* **Work instruction**
Please reproduce every entry, keeping each one exact.

Stored data
PR #2315, opened 2025-01-07
scheduler: revise ReservationFilterPlugin and fix preempting pods resources

saintube:

Koord-Scheduler: 

1. Revise the ReservationFilterPlugin interface to make it extensible and provide more accurate filtering results. Please see the section "Special notes" for the details.
2. Support node reservation API in a Reservation object.
3. Fix a bug about counting reservation's "pods" resources during the preemption.

Rename the ReservationFilterPlugin method `FilterReservation` to `FilterNominateReservation` since only the NominateReservation calls it during the PreScore or the Reserve phase.

Re-define the method `FilterReservation` that is invoked in the Filter phase:

```go
type ReservationFilterPlugin interface {
	framework.Plugin
	FilterReservation(ctx context.Context, cycleState *framework.CycleState, pod *corev1.Pod, reservationInfo *ReservationInfo, nodeInfo *framework.NodeInfo) *framework.Status
	FilterNominateReservation(ctx context.Context, cycleState *framework.CycleState, pod *corev1.Pod, reservationInfo *ReservationInfo, nodeName string) *framework.Status
}
```

Compared with the current FilterReservation which runs in the PreScore or Reserve, the new method is invoked during the Filter phase of the reservation plugin. It should show more concise reasons when the scheduling fails, and it is helpful for internal extensions.

In this version, we keep the FilterNominateReservation and will move the current implementation to the Filter phase in the future.

### V. Checklist

### DIFF
--- a/pkg/scheduler/frameworkext/interface.go
+++ b/pkg/scheduler/frameworkext/interface.go
@@ -64,7 +64,8 @@ type FrameworkExtender interface {
 	// DEPRECATED: use RunReservationExtensionRestoreReservation instead.
 	RunReservationExtensionFinalRestoreReservation(ctx context.Context, cycleState *framework.CycleState, pod *corev1.Pod, states PluginToNodeReservationRestoreStates) *framework.Status
 
-	RunReservationFilterPlugins(ctx context.Context, cycleState *framework.CycleState, pod *corev1.Pod, reservationInfo *ReservationInfo, nodeName string) *framework.Status
+	RunReservationFilterPlugins(ctx context.Context, cycleState *framework.CycleState, pod *corev1.Pod, reservationInfo *ReservationInfo, nodeInfo *framework.NodeInfo) *framework.Status
+	RunNominateReservationFilterPlugins(ctx context.Context, cycleState *framework.CycleState, pod *corev1.Pod, reservationInfo *ReservationInfo, nodeName string) *framework.Status
 	RunReservationScorePlugins(ctx context.Context, cycleState *framework.CycleState, pod *corev1.Pod, reservationInfos []*ReservationInfo, nodeName string) (PluginToReservationScores, *framework.Status)
 
 	RunNUMATopologyManagerAdmit(ctx context.Context, cycleState *framework.CycleState, pod *corev1.Pod, nodeName string, numaNodes []int, policyType apiext.NUMATopologyPolicy, exclusivePolicy apiext.NumaTopologyExclusive, allNUMANodeStatus []apiext.NumaNodeStatus) *framework.Status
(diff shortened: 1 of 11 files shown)


pkg/scheduler/plugins/reservation/plugin.go
```diff
@@ -474,6 +479,14 @@ func (pl *Plugin) filterWithReservations(ctx context.Context, cycleState *framew
 	allInsufficientResourcesByNode := sets.NewString()
 	var allInsufficientResourceReasonsByReservation []string
 	for _, rInfo := range matchedReservations {
+		// Before nominating a reservation in PreScore or Reserve, check the reservation by multiple plugins to make
+		// the Filter phase give a more accurate result. It is extensible to support more policies.
+		status := extender.RunReservationFilterPlugins(ctx, cycleState, pod, rInfo, nodeInfo)
```
ZiMengSheng, line 484: Will we implement different RunReservationFilterPlugins in different scenarios? Because I see all currently inplementation just return nil.

pkg/scheduler/frameworkext/interface.go
```diff
@@ -64,7 +64,8 @@ type FrameworkExtender interface {
 	// DEPRECATED: use RunReservationExtensionRestoreReservation instead.
 	RunReservationExtensionFinalRestoreReservation(ctx context.Context, cycleState *framework.CycleState, pod *corev1.Pod, states PluginToNodeReservationRestoreStates) *framework.Status
 
-	RunReservationFilterPlugins(ctx context.Context, cycleState *framework.CycleState, pod *corev1.Pod, reservationInfo *ReservationInfo, nodeName string) *framework.Status
+	RunReservationFilterPlugins(ctx context.Context, cycleState *framework.CycleState, pod *corev1.Pod, reservationInfo *ReservationInfo, nodeInfo *framework.NodeInfo) *framework.Status
```
ZiMengSheng, line 67: Whether we should modifiy some plugin filter to avoid aome redundant Reservation Filter Logic

pkg/scheduler/plugins/reservation/plugin.go
saintube: As described in the "Special Notes" section, the existing FilterReservation plugins will be refactored into the re-defined method. Currently, we leave the methods for internal extensions and future usage.

pkg/scheduler/frameworkext/interface.go
saintube: Yes, but in another PR.
For example, the core logic of the nodenumaresource plugin and the deviceshare plugin, i.e. tryAllocateFromReservation, includes both Filter and Allocate logic, so it would take more work if we want to refactor them cleanly.

pkg/scheduler/frameworkext/interface.go
```diff
@@ -120,10 +121,14 @@ type ReservationRestorePlugin interface {
 }
 
 // ReservationFilterPlugin is an interface for Filter Reservation plugins.
-// These plugins will be called during the Reserve phase to determine whether the Reservation can participate in the Reserve
+// FilterReservation will be called in the Filter phase for determining which reservations are available.
+// FilterNominateReservation will be called in the PreScore or the Reserve phase to nominate a reservation whether it
+// can participate the Reserve.
+// TODO: merge into one method.
```
ZiMengSheng, line 127: Looking forward a merged method.

hormes (approved):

* **Task solution**
PR #2315, opened 2025-01-07
scheduler: revise ReservationFilterPlugin and fix preempting pods resources

saintube:

Koord-Scheduler: 

1. Revise the ReservationFilterPlugin interface to make it extensible and provide more accurate filtering results. Please see the section "Special notes" for the details.
2. Support node reservation API in a Reservation object.
3. Fix a bug about counting reservation's "pods" resources during the preemption.

Rename the ReservationFilterPlugin method `FilterReservation` to `FilterNominateReservation` since only the NominateReservation calls it during the PreScore or the Reserve phase.

Re-define the method `FilterReservation` that is invoked in the Filter phase:

```go
type ReservationFilterPlugin interface {
	framework.Plugin
	FilterReservation(ctx context.Context, cycleState *framework.CycleState, pod *corev1.Pod, reservationInfo *ReservationInfo, nodeInfo *framework.NodeInfo) *framework.Status
	FilterNominateReservation(ctx context.Context, cycleState *framework.CycleState, pod *corev1.Pod, reservationInfo *ReservationInfo, nodeName string) *framework.Status
}
```

Compared with the current FilterReservation which runs in the PreScore or Reserve, the new method is invoked during the Filter phase of the reservation plugin. It should show more concise reasons when the scheduling fails, and it is helpful for internal extensions.

In this version, we keep the FilterNominateReservation and will move the current implementation to the Filter phase in the future.

### V. Checklist

### DIFF
--- a/pkg/scheduler/frameworkext/interface.go
+++ b/pkg/scheduler/frameworkext/interface.go
@@ -64,7 +64,8 @@ type FrameworkExtender interface {
 	// DEPRECATED: use RunReservationExtensionRestoreReservation instead.
 	RunReservationExtensionFinalRestoreReservation(ctx context.Context, cycleState *framework.CycleState, pod *corev1.Pod, states PluginToNodeReservationRestoreStates) *framework.Status
 
-	RunReservationFilterPlugins(ctx context.Context, cycleState *framework.CycleState, pod *corev1.Pod, reservationInfo *ReservationInfo, nodeName string) *framework.Status
+	RunReservationFilterPlugins(ctx context.Context, cycleState *framework.CycleState, pod *corev1.Pod, reservationInfo *ReservationInfo, nodeInfo *framework.NodeInfo) *framework.Status
+	RunNominateReservationFilterPlugins(ctx context.Context, cycleState *framework.CycleState, pod *corev1.Pod, reservationInfo *ReservationInfo, nodeName string) *framework.Status
 	RunReservationScorePlugins(ctx context.Context, cycleState *framework.CycleState, pod *corev1.Pod, reservationInfos []*ReservationInfo, nodeName string) (PluginToReservationScores, *framework.Status)
 
 	RunNUMATopologyManagerAdmit(ctx context.Context, cycleState *framework.CycleState, pod *corev1.Pod, nodeName string, numaNodes []int, policyType apiext.NUMATopologyPolicy, exclusivePolicy apiext.NumaTopologyExclusive, allNUMANodeStatus []apiext.NumaNodeStatus) *framework.Status
(diff shortened: 1 of 11 files shown)


pkg/scheduler/plugins/reservation/plugin.go
```diff
@@ -474,6 +479,14 @@ func (pl *Plugin) filterWithReservations(ctx context.Context, cycleState *framew
 	allInsufficientResourcesByNode := sets.NewString()
 	var allInsufficientResourceReasonsByReservation []string
 	for _, rInfo := range matchedReservations {
+		// Before nominating a reservation in PreScore or Reserve, check the reservation by multiple plugins to make
+		// the Filter phase give a more accurate result. It is extensible to support more policies.
+		status := extender.RunReservationFilterPlugins(ctx, cycleState, pod, rInfo, nodeInfo)
```
ZiMengSheng, line 484: Will we implement different RunReservationFilterPlugins in different scenarios? Because I see all currently inplementation just return nil.

pkg/scheduler/frameworkext/interface.go
```diff
@@ -64,7 +64,8 @@ type FrameworkExtender interface {
 	// DEPRECATED: use RunReservationExtensionRestoreReservation instead.
 	RunReservationExtensionFinalRestoreReservation(ctx context.Context, cycleState *framework.CycleState, pod *corev1.Pod, states PluginToNodeReservationRestoreStates) *framework.Status
 
-	RunReservationFilterPlugins(ctx context.Context, cycleState *framework.CycleState, pod *corev1.Pod, reservationInfo *ReservationInfo, nodeName string) *framework.Status
+	RunReservationFilterPlugins(ctx context.Context, cycleState *framework.CycleState, pod *corev1.Pod, reservationInfo *ReservationInfo, nodeInfo *framework.NodeInfo) *framework.Status
```
ZiMengSheng, line 67: Whether we should modifiy some plugin filter to avoid aome redundant Reservation Filter Logic

pkg/scheduler/plugins/reservation/plugin.go
saintube: As described in the "Special Notes" section, the existing FilterReservation plugins will be refactored into the re-defined method. Currently, we leave the methods for internal extensions and future usage.

pkg/scheduler/frameworkext/interface.go
saintube: Yes, but in another PR.
For example, the core logic of the nodenumaresource plugin and the deviceshare plugin, i.e. tryAllocateFromReservation, includes both Filter and Allocate logic, so it would take more work if we want to refactor them cleanly.

pkg/scheduler/frameworkext/interface.go
```diff
@@ -120,10 +121,14 @@ type ReservationRestorePlugin interface {
 }
 
 // ReservationFilterPlugin is an interface for Filter Reservation plugins.
-// These plugins will be called during the Reserve phase to determine whether the Reservation can participate in the Reserve
+// FilterReservation will be called in the Filter phase for determining which reservations are available.
+// FilterNominateReservation will be called in the PreScore or the Reserve phase to nominate a reservation whether it
+// can participate the Reserve.
+// TODO: merge into one method.
```
ZiMengSheng, line 127: Looking forward a merged method.

hormes (approved):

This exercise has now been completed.